Evangelho - Mc 12,28b-34
Naquele tempo, um mestre da Lei, aproximou-se de Jesus e perguntou: "Qual é o primeiro de todos os mandamentos?". Jesus respondeu: "O primeiro é este: Ouve, ó Israel! O Senhor nosso Deus é o único Senhor. Amarás o Senhor teu Deus de todo o teu coração, de toda a tua alma, de todo o teu entendimento e com toda a tua força! O segundo mandamento é: Amarás o teu próximo como a ti mesmo! Não existe outro mandamento maior do que estes". O mestre da Lei disse a Jesus: "Muito bem, Mestre! Na verdade, é como disseste: Ele é o único Deus e não existe outro além dele. Amá-lo de todo o coração, de toda a mente, e com toda a força, e amar o próximo como a si mesmo é melhor do que todos os holocaustos e sacrifícios". Jesus viu que ele tinha respondido com inteligência, e disse: "Tu não estás longe do Reino de Deus". E ninguém mais tinha coragem de fazer perguntas a Jesus.

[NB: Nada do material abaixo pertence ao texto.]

PR #322, opened 2018-01-30
Don't convert LOJ to Inner Join with IDF/INDF

melanieplageman:
This PR resolves issue: https://github.com/greenplum-db/gpdb/issues/4433
Previously, Orca would produce wrong results in the case of a `LEFT OUTER JOIN` with a predicate containing `IS DISTINCT FROM`

This was because, during pre-processing, Orca converted LOJ to `INNER JOIN` for most null-filtering scalar comparisons, which does not hold true for IDF/INDF.

When evaluating the expression with a NULL on the outer side and a non-NULL value on the inner side, if we were using simple equality/inequality it evaluates to NULL(and can be excluded from the result set making it safe to convert to an INNER JOIN), but if using IDF, it evaluates to true so we cannot exclude it from the result set.


libgpopt/src/operators/CNormalizer.cpp
```diff
@@ -372,7 +372,11 @@ CNormalizer::FSimplifySelectOnOuterJoin
 	CExpression *pexprOuterJoinPred = (*pexprOuterJoin)[2];
 
 	CColRefSet *pcrsOutput = CDrvdPropRelational::Pdprel(pexprOuterJoinInnerChild->PdpDerive())->PcrsOutput();
-	if (!GPOS_FTRACE(EopttraceDisableOuterJoin2InnerJoinRewrite) &&
```
vraghavan78: can the join predicate be a composite predicate? For instance:

```sql
explain select * from src left join trg on (src_k = trg_k or src_v is distinct from trg_v) where src_v is distinct from trg_v;
```

server/CMakeLists.txt
```diff
@@ -109,7 +109,17 @@ OverlappingHomogenousIndexesOnRoot-ANDPredicate-HEAP OverlappingHomogenousIndexe
...
+
+COuterJoinTest:
+LOJ-Condition-False FOJ-Condition-False FullOuterJoin FullOuterJoin2
+LeftJoin-With-Pred-On-Inner LeftJoin-With-Pred-On-Inner2
+LeftJoin-With-Col-Const-Pred LeftJoin-With-Coalesce LOJWithFalsePred
+LOJ-IsNullPred Select-Proj-OuterJoin OuterJoin-With-OuterRefs Join-Disj-Subqs
+Join-Dist-Key-No-Motion RightJoin-NonDistKey-EquivClass EffectOfLocalPredOnJoin
+EffectOfLocalPredOnJoin2 EffectOfLocalPredOnJoin3
+LeftJoin-UnsupportedFilter-Cardinality LeftOuter2InnerUnionAllAntiSemiJoin
+LOJ-IDF-NotInner
```
vraghavan78: any new tests added?

libgpopt/src/operators/CNormalizer.cpp
```diff
@@ -372,7 +372,11 @@ CNormalizer::FSimplifySelectOnOuterJoin
...
+
+	// if the predicate is an IDF/INDF, it is not NULL filtering, so we should not convert it to an inner join
+	if (CPredicateUtils::FIDF(pexprPred) || CPredicateUtils::FINDF(pexprPred))
+		return false;
+	else if (!GPOS_FTRACE(EopttraceDisableOuterJoin2InnerJoinRewrite) &&
 		CPredicateUtils::FNullRejecting(pmp, pexprPred, pcrsOutput))
```
hsyuan: you should change `FNullRejecting`

hsyuan: In addition, pexprPred can be a conjunction or disjunction.

vraghavan78: If you are going to add to this function, please rename it a FConvertLOJ2Inner or something more meaningful

server/CMakeLists.txt
melanieplageman: Yes, added the  new minidump.

libgpopt/src/operators/CNormalizer.cpp
melanieplageman: We have added an Eber implementation to CScalarIsDistinctFrom instead

libgpopt/src/operators/CScalarIsDistinctFrom.cpp
```diff
@@ -68,5 +68,15 @@ CScalarIsDistinctFrom::PopCommutedOp
...
 }
 
+CScalar::EBoolEvalResult
+CScalarIsDistinctFrom::Eber
+	(
+	DrgPul *
+	)
+const
+{
+	return EberUnknown;
```
hsyuan: Why Unknown? If both of the children is NULL, we should return TRUE, otherwise return FALSE.

melanieplageman:
Closing this as it needs some more attention.

PR #324, opened 2018-02-01
Do not push DTS into inner child with more than 1 join depth of NLJ

hsyuan:
For nestloop join with inner child being another join, and if there is a partition consumer
in the inner child, don't request dynamic partition elimination on the inner child,
because we may end up with materializing nestloop join's inner child, which is a join
contains dynamic partition consumer. This patch is to make sure that we don't generate
plan alternatives that materialize a join that contains DTS.


libgpopt/src/search/CGroupExpression.cpp
```diff
@@ -482,8 +482,6 @@ CGroupExpression::PccComputeCost
 			CCost cost = CostCompute(pmp, pcc);
 			pcc->SetCost(cost);
 		}
-		GPOS_ASSERT_IMP(COptCtxt::FAllEnforcersEnabled(), fValid &&
```
bhuvnesh2703: Why do we need to remove this? Removing the assertion suggests for this one case sounds like hacky. Could we have a better way to identify and ignore the specific invalid specs.

hsyuan:
Need more thought, so close this PR.

PR #329, opened 2018-02-08
support type modifiers in ORCA

d:
Sister PR at https://github.com/greenplum-db/gpdb/pull/4510


server/src/unittest/gpopt/translate/CTranslatorDXLToExprTest.cpp
```diff
@@ -275,7 +275,7 @@ namespace
 
 			void AddIntColumn(CWStringConst strColumnName, int iAttno, BOOL fNullable)
 			{
-				CColumnDescriptor *pcoldesc = GPOS_NEW(m_pmp) CColumnDescriptor(m_pmp, m_pmdtypeint4, CName(&strColumnName), iAttno, fNullable);
+				CColumnDescriptor *pcoldesc = GPOS_NEW(m_pmp) CColumnDescriptor(m_pmp, m_pmdtypeint4, -1 /* iTypeModifier */, CName(&strColumnName), iAttno, fNullable);
```
vraghavan78: can we have this as a macro?

hardikar: Check again. PR was opened a little too early..

libgpopt/include/gpopt/operators/CScalarFunc.h
```diff
@@ -43,6 +43,8 @@ namespace gpopt
 			// return type
 			IMDId *m_pmdidRetType;
 
+			const INT m_iRetTypeModifier;
```
vraghavan78: for consistency add a comment, else remove all useless comments

libgpopt/src/base/CUtils.cpp
```diff
@@ -1972,24 +1972,6 @@ CUtils::PexprAggFunc
 	return GPOS_NEW(pmp) CExpression(pmp, popScAggFunc, pdrgpexpr);
 }
 
-// construct a scalar function
-CExpression *
-CUtils::PexprScalarFunc
```
vraghavan78: you don't need this any more?

libnaucrates/include/naucrates/dxl/operators/CDXLDatum.h
```diff
@@ -93,10 +96,16 @@ namespace gpdxl
 				return m_pmdidType;
 			}
 
+			INT
+			ITypeModifier() const
+			{
+				return m_iTypeModifier;
+			}
+
```
bhuvnesh2703: all the other methods have the implementations in cpp, so why not move it there.

libgpopt/src/base/CColumnFactory.cpp
```diff
@@ -193,18 +196,14 @@ CColumnFactory::PcrCreate
 	ULONG ulOpSource
 	)
 {
-	CName *pnameCopy = GPOS_NEW(m_pmp) CName(m_pmp, name); 
-	CAutoP<CName> a_pnameCopy(pnameCopy);
-
```
d: Duh, I just realized why the `CAutoP` was needed here: if the `GPOS_NEW` below throws, we'd be leaking the `CName` object here.

The pattern of using `CAutoP<T>::PtReset()` is really indicative of needing something of a move semantic in our codebase, but that's out of scope of this PR...

PR #330, opened 2018-02-13
Fix handling of NULL datum in CDefaultComparator

sambitesh:
Consider the query below

```
create table test_country (a char(40));
select * from test_country where a not in (NULL,'');
```

`CDefaultComparator` is not able to handle NULL datum in above case.

Comparison in cases of text/char dataypes are converted into comparator expression
with result being a result expression like below.

```
+--CScalarCmp (>)
   |--CScalarConst (161096236.000)
   +--CScalarConst (161104428.000)

Result Expression:

+--CScalarConst (0)
```

The result expression is either a 0 or 1 CScalarConstant. But in case of NULL datums,
the comparator always evaluates to NULL.

```
+--CScalarCmp (>)
        |--CScalarConst (161096236.000)
        +--CScalarConst (null)

Result Expression:

 +--CScalarConst (null)
```

This commits handles the case of NULL datum by assuming :
1. NULL is less than everything not NULL.
2. NULL is equal to NULL.

Will bump the ORCA version before merging.


libgpopt/src/base/CDefaultComparator.cpp
```diff
@@ -122,6 +121,13 @@ CDefaultComparator::FEqual
 	}
 	CAutoMemoryPool amp;
 
+	// NULL datum is a special case and is being handled here. Assumptions made are
+	// NULL is less than everything else. NULL = NULL
+	if (pdatum1->FNull() && pdatum2->FNull())
+	{
+		return true;
```
vraghavan78: shouldn't this be unknown?

libgpopt/src/base/CDefaultComparator.cpp
```diff
@@ -155,6 +161,13 @@ CDefaultComparator::FLessThan
 	}
 	CAutoMemoryPool amp;
 
+	// NULL datum is a special case and is being handled here. Assumptions made are
+	// NULL is less than everything else. NULL = NULL
```
vraghavan78: talked with @sambitesh this whole logic only makes sense in interval computations

libgpopt/src/base/CDefaultComparator.cpp
sambitesh: This comparator is for interval calculation. So the comparator should either return 'less than', 'greater than' or 'equal to'. I will update the same in comments.

libgpopt/src/base/CDefaultComparator.cpp
```diff
@@ -254,6 +282,11 @@ CDefaultComparator::FGreaterThanOrEqual
...
+	if (pdatum2->FNull())
```
vraghavan78: Please put the following comment:

<code>
if (pdatum2->FNull())
{
// return true since either:
// 1. pdatum2 is NULL and pdatum1 is not NULL. Since NULL is considered less that not null values for interval computations we return true
// 2. when pdatum1 and pdatum2 are both NULL so they are equal for interval computation

return true;

}
<code>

Comentário extraída do Concílio Vaticano II
Constituição dogmática sobre a Igreja, "Lumen Gentium", § 42

"Deus é caridade e quem permanece na caridade, permanece em Deus e Deus nele" (1 Jo. 4, 16). Ora, Deus difundiu a sua caridade nos nossos corações, por meio do Espírito Santo, que nos foi dado (cf. Rom. 5, 5). Sendo assim, o primeiro e mais necessário dom é a caridade, com que amamos a Deus sobre todas as coisas e ao próximo por amor dEle. Para que esta caridade, como boa semente, cresça e frutifique na alma, cada fiel deve ouvir de bom grado a palavra de Deus, e cumprir, com a ajuda da graça, a Sua vontade, participar frequentemente nos sacramentos, sobretudo na Eucaristia, e nas funções sagradas, dando-se continuamente à oração, à abnegação de si mesmo, ao serviço efetivo de seus irmãos e a toda a espécie de virtude; pois a caridade, vínculo da perfeição e plenitude da lei (cf. Col. 3, 14; Rom. 13, 10), é que dirige todos os meios de santificação, os informa e leva a seu fim. É, pois, pela caridade para com Deus e o próximo que se caracteriza o verdadeiro discípulo de Cristo.